While Redfall’s rough launch and poor reviews scores caught many Xbox fans off-guard, Bloomberg now reports that developers at the studio behind it, Arkane Austin, were aware of the issues for years. The online vampire shooter was pitched as a live service game with microtransactions, but production was apparently understaffed and too directionless to deliver on that promise, while Microsoft remained almost completely hands-off.
The company had been promoting Redfall as the next big blockbuster exclusive for Xbox when it launched on May 2. Fans soon discovered the game was riddled with problems, however, from an empty-feeling world to vampire enemies that were occasionally bugged and boring to fight. Microsoft Gaming CEO Phil Spencer appeared on the Kinda Funny Games’ Xbox podcast shortly after release to apologize for the state of the game and promise the company would learn from the debacle. “I’m upset with myself,” he said at the time.
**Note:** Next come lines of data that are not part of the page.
PR #3737, opened 2021-04-27
[vk]: implement Device::start_capture() and Device::stop_capture() on Vulkan using renderdoc (as optional feature/dependency)

manuel-woelker:
TODOs:
 - [x] ~~find a way to use the correct device/window pointers instead of NULL~~ Null pointers should be fine for the majority of use cases
 - [x] integrate into example code? -> Integrated into the compute example
 - [x] Consider moving the renderdoc struct into the raw device?
 - [x] ~~Implement DX11, DX12, GL backends?~~ TBD in a separate PR

This is a follow up on #3708

Fixes #issue
PR checklist:

### DIFF
--- a/src/backend/vulkan/Cargo.toml
+++ b/src/backend/vulkan/Cargo.toml
@@ -30,6 +30,8 @@ parking_lot = "0.11"
 smallvec = "1.0"
 raw-window-handle = "0.3"
 inplace_it = "0.3.3"
+renderdoc-sys = "0.7.1"
+libloading = "0.7"
 
 [dependencies.naga]
 git = "https://github.com/gfx-rs/naga"
--- a/src/backend/vulkan/src/device.rs
+++ b/src/backend/vulkan/src/device.rs
@@ -15,6 +15,7 @@ use hal::{
 use std::{ffi::CString, marker::PhantomData, mem, ops::Range, ptr, sync::Arc};
 
 use crate::{command as cmd, conv, native as n, pool::RawCommandPool, window as w, Backend as B};
+use ash::vk::Handle;
 
 #[derive(Debug, Default)]
 struct GraphicsPipelineInfoBuf<'a> {
@@ -1891,11 +1892,31 @@ impl d::Device<B> for super::Device {
     }
 
     fn start_capture(&self) {
-        //TODO: RenderDoc
+        unsafe {
+            match self.shared.instance.render_doc_entry {
+                Ok(ref entry) => {
+                    entry.api.StartFrameCapture.unwrap()(
+                        self.shared.raw.handle().as_raw() as *mut _,
+                        ptr::null_mut(),
+                    );
+                }
+                Err(ref cause) => warn!("Could not start render doc frame capture: {}", cause),
+            };
+        }
     }
 
     fn stop_capture(&self) {
-        //TODO: RenderDoc
+        unsafe {
+            match self.shared.instance.render_doc_entry {
+                Ok(ref entry) => {
+                    entry.api.EndFrameCapture.unwrap()(
+                        self.shared.raw.handle().as_raw() as *mut _,
+                        ptr::null_mut(),
+                    );
+                }
+                Err(ref cause) => warn!("Could not stop render doc frame capture: {}", cause),
+            };
+        }
     }
 }
 
--- a/src/backend/vulkan/src/lib.rs
+++ b/src/backend/vulkan/src/lib.rs
@@ -74,6 +74,8 @@ pub struct RawInstance {
     inner: ash::Instance,
     debug_messenger: Option<DebugMessenger>,
     get_physical_device_properties: Option<vk::KhrGetPhysicalDeviceProperties2Fn>,
+
+    pub render_doc_entry: Result<RenderDocEntry, String>,
 }
 
 pub enum DebugMessenger {
@@ -144,6 +146,16 @@ impl Into<Version> for u32 {
         Version(self)
     }
 }
+
+#[repr(C)]
+pub struct RenderDocEntry {
+    api: renderdoc_sys::RENDERDOC_API_1_4_1,
+    lib: libloading::Library,
+}
+
+unsafe impl Send for RenderDocEntry {}
+
+unsafe impl Sync for RenderDocEntry {}
 
 pub struct Instance {
     pub raw: Arc<RawInstance>,
@@ -565,6 +577,7 @@ impl hal::Instance<Backend> for Instance {
                 inner: instance,
                 debug_messenger,
                 get_physical_device_properties,
+                render_doc_entry: unsafe { load_renderdoc_entrypoint() },
             }),
             extensions,
             entry,
@@ -647,6 +660,51 @@ impl hal::Instance<Backend> for Instance {
             .functor
             .destroy_surface(surface.raw.handle, None);
     }
+}
+
+unsafe fn load_renderdoc_entrypoint() -> Result<RenderDocEntry, String> {
+    if !cfg!(debug_assertions) {
+        return Err("RenderDoc support is only enabled with 'debug_assertions'".into());
+    }
+
+    type GetApiFn = unsafe extern "C" fn(version: u32, out: *mut *mut std::ffi::c_void) -> i32;
+
+    #[cfg(windows)]
+    let renderdoc_filename = "renderdoc.dll";
+    #[cfg(all(unix, not(target_os = "android")))]
+    let renderdoc_filename = "librenderdoc.so";
+    #[cfg(target_os = "android")]
+    let renderdoc_filename = "libVkLayer_GLES_RenderDoc.so";
+
+    let renderdoc_lib = libloading::Library::new(renderdoc_filename).map_err(|e| {
+        format!(
+            "Unable to load renderdoc library '{}': {:?}",
+            renderdoc_filename, e
+        )
+    })?;
+
+    let get_api: libloading::Symbol<GetApiFn> =
+        renderdoc_lib.get(b"RENDERDOC_GetAPI\0").map_err(|e| {
+            format!(
+                "Unable to get RENDERDOC_GetAPI from renderdoc library '{}': {:?}",
+                renderdoc_filename, e
+            )
+        })?;
+    let mut obj = std::ptr::null_mut();
+    match get_api(10401, &mut obj) {
+        1 => Ok(RenderDocEntry {
+            api: *(obj as *mut renderdoc_sys::RENDERDOC_API_1_4_1),
+            lib: renderdoc_lib,
+        }),
+        return_value => Err(format!(
+            "Unable to get API from renderdoc library '{}': {}",
+            renderdoc_filename, return_value
+        )),
+    }
+    .map_err(|error| {
+        warn!("Error loading renderdoc library: {}", error);
+        error
+    })
 }
 
 #[derive(Debug, Clone)]
--- a/examples/compute/main.rs
+++ b/examples/compute/main.rs
@@ -71,6 +71,8 @@ fn main() {
             .unwrap()
     };
     let device = &gpu.device;
+    // Start render doc frame capture if available
+    device.start_capture();
     let queue_group = gpu.queue_groups.first_mut().unwrap();
 
     let glsl = fs::read_to_string("compute/shader/collatz.comp").unwrap();
@@ -257,6 +259,7 @@ fn main() {
             "Times: {:?}",
             slice::from_raw_parts::<u32>(mapping as *const u8 as *const u32, numbers.len()),
         );
+        device.stop_capture();
         device.unmap_memory(&mut staging_memory);
     }
 


src/backend/vulkan/Cargo.toml
```diff
@@ -30,6 +30,7 @@ parking_lot = "0.11"
 smallvec = "1.0"
 raw-window-handle = "0.3"
 inplace_it = "0.3.3"
+renderdoc = { version = "0.10.1", optional = true }
```
kvark, line 33: can we depend on renderdoc-sys instead of renderdoc here?

manuel-woelker: Should be technically possible, but it would mean probably reimplementing a good bit of the unsafe code in the renderdoc crate, for loading the lib and getting the function pointers
cf. https://github.com/ebkalderon/renderdoc-rs/blob/master/src/version.rs#L79

What would the advantages be of using renderdoc-sys instead of renderdoc?

manuel-woelker:
Implementing this for the other backends (DX11, DX12, GL) should be fairly similar.

Any preferences on having one PR per backend, or all in one?

src/backend/vulkan/Cargo.toml
kvark: I think it would make sense for us to fully control how external libraries are loaded. For example `renderdoc` crate uses
```
static RD_LIB: OnceCell<Library> = OnceCell::new();
```
but here we'd want to just own the library inside our `struct Instance`, just how we own the Vulkan DLL and other DLLs.

Overall, we want minimal dependencies and maximum control. With renderdoc-sys, we may have it as non-optional, since we'd be in full control of how the API is used.

kvark:
All in one is fine, but let's first figure out the proper way to do this on one backend.

manuel-woelker:
Next iteration, using renderdoc-sys and some pointer wrangling. RenderDoc still seems to be happy :-)

src/backend/vulkan/src/device.rs
```diff
@@ -1891,11 +1891,27 @@ impl d::Device<B> for super::Device {
     }
 
     fn start_capture(&self) {
-        //TODO: RenderDoc
+        #[cfg(feature = "renderdoc")]
+        unsafe {
+            ((*self.shared.instance.render_doc_entry.lock().0)
+                .StartFrameCapture
+                .unwrap())(
+                std::ptr::null::<std::ffi::c_void>() as *mut _,
```
kvark, line 1899: let's use `ptr::null_mut` here instead of this (ptr is already in scope)

src/backend/vulkan/src/lib.rs
```diff
@@ -559,12 +569,51 @@ impl hal::Instance<Backend> for Instance {
                 None
             }
         };
+        #[cfg(feature = "renderdoc")]
+        let render_doc_entry = unsafe {
+            type GetApiFn =
+                unsafe extern "C" fn(version: u32, out: *mut *mut std::ffi::c_void) -> i32;
+
+            let renderdoc_filename = "renderdoc.dll";
+            let renderdorc_lib = libloading::Library::new(renderdoc_filename).map_err(|e| {
```
kvark, line 578: We  shouldn't error on this. If we remove the feature, this code should be expected to handle *any* connection errors.
Let's also make it so this work is only done `if cfg!(debug_assertions)`.

src/backend/vulkan/src/device.rs
```diff
@@ -1891,11 +1891,27 @@ impl d::Device<B> for super::Device {
     }
 
     fn start_capture(&self) {
-        //TODO: RenderDoc
+        #[cfg(feature = "renderdoc")]
+        unsafe {
+            ((*self.shared.instance.render_doc_entry.lock().0)
```
kvark, line 1896: do we actually need to lock it?. Is calling `StartFrameCapture` requiring `&mut self`?

src/backend/vulkan/src/device.rs
```diff
@@ -1891,11 +1891,27 @@ impl d::Device<B> for super::Device {
...
     }
 
     fn stop_capture(&self) {
-        //TODO: RenderDoc
+        #[cfg(feature = "renderdoc")]
+        unsafe {
+            ((*self.shared.instance.render_doc_entry.lock().0)
+                .EndFrameCapture
+                .unwrap())(
+                std::ptr::null::<std::ffi::c_void>() as *mut _,
```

One of the questions on everyone’s mind was why Microsoft not only decided release Redfall, its first $70 game, in its current state, rather than delay it again or cancel it, but why the company had been marketing it so much if it was clear internally that it wouldn’t meet fans’ growing expectations. According to Bloomberg, Microsoft was barely involved in the game’s development outside of making the decision to cancel a PlayStation 5 version of the game after purchasing Bethesda in 2021.
Instead of more oversight or a big influx of new resources backed by the trillion dollar tech giant, Redfall’s development apparently went on just as troubled as it had prior to the acquisition. Bloomberg reports that 70 percent of the team who had made the stealth FPS Prey had left Arkane Austin by the time Redfall shipped, and that the game’s direction was hard to pin down during production, waffling between industry shooter touchstones like Far Cry and Borderlands.
Aimed at appealing to more fans in the wake of previous Arkane games’ poor sales, the online shooter was at one point planned to have an in-game microtransaction economy revolving around cosmetics to bolster profitability, as is the case with most modern shooters. Bloomberg reports those plans were eventually scrapped in 2021 as monetization in games became more controversial. The version of Redfall that’s now out in the wild bares these marks: a multiplayer game part way between an immersive sim, a loot shooter, and a Fortnite live service hangout that feels incomplete and under-resourced.
In his interview with Kinda Funny Games, Spencer defended the creative direction of the game. “One thing I’ll fight is sort of what went wrong, there’s clearly quality and execution things we can do, but one thing I won’t do is push against creative aspirations of our teams,” he said. According to some of the developers Bloomberg spoke with at least, Redfall wasn’t an expression of their creative ambitions, so much as a business mandate from Bethesda. The big question now will be whether the looming $69B Microsoft acquisition and Game Pass business model will give Arkane Austin a shot at making something new, or if the mess around Redfall will remain an albatross around the studio’s neck.